▸ DATA EXTRACT
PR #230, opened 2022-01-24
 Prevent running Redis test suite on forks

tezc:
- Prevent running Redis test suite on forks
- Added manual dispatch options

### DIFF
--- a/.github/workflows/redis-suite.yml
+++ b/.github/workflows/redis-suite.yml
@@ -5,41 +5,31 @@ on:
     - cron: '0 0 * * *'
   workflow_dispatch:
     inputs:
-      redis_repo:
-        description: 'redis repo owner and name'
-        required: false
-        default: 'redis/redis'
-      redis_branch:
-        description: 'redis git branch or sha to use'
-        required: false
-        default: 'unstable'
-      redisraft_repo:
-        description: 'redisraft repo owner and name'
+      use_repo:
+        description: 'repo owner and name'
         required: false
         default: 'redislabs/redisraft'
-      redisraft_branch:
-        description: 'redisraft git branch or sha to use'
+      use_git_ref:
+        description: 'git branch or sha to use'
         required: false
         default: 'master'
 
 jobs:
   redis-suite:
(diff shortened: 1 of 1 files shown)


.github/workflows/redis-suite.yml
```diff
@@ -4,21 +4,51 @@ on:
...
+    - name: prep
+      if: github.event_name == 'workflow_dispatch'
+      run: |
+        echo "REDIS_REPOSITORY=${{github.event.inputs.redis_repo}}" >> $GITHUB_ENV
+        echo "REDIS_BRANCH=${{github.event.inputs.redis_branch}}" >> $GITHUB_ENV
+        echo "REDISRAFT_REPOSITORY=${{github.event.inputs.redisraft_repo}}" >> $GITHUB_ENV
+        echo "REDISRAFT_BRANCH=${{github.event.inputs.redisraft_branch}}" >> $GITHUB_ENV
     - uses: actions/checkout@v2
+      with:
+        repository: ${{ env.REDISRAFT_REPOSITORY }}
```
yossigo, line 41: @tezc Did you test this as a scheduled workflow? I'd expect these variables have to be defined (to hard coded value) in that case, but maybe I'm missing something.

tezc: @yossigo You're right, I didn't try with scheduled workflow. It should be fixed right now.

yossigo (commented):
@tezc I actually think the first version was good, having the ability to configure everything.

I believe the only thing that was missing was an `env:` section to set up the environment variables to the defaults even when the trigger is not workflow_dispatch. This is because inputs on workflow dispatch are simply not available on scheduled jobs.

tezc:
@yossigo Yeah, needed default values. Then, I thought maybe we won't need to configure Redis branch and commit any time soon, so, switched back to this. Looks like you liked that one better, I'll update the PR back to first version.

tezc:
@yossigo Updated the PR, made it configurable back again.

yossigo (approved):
---
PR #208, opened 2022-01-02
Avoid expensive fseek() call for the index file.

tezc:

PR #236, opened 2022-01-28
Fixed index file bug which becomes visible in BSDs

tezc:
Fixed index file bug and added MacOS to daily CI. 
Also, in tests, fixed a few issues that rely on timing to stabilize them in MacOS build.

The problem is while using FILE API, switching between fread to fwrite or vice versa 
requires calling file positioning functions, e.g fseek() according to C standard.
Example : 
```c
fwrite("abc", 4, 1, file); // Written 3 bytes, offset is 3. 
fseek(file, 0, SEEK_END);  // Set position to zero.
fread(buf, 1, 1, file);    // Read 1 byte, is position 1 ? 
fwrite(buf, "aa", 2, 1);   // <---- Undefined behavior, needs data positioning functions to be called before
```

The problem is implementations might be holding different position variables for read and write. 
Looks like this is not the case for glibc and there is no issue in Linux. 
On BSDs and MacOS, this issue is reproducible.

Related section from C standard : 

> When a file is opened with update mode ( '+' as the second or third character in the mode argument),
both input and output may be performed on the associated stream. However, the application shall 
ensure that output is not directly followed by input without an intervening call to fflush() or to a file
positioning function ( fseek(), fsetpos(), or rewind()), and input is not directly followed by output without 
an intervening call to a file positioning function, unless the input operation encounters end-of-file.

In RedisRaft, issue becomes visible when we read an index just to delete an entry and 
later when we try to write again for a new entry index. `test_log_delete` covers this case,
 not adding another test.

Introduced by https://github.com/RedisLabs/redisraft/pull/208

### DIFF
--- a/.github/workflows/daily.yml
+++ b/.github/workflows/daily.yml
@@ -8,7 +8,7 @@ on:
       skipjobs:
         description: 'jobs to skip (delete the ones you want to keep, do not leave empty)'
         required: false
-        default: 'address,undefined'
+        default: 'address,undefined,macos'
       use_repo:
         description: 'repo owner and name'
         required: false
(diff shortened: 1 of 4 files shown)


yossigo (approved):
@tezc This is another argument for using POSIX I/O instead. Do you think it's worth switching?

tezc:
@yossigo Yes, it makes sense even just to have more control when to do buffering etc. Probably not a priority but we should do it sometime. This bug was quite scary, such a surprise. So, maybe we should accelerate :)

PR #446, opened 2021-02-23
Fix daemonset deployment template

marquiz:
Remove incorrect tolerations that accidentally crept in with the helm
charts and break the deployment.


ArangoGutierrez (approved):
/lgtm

▸ PROBLEM STATEMENT
What the answer needs is every line from the data above with "shortened" in it.

▸ RESULT OF THE TASK
(diff shortened: 1 of 1 files shown)
(diff shortened: 1 of 4 files shown)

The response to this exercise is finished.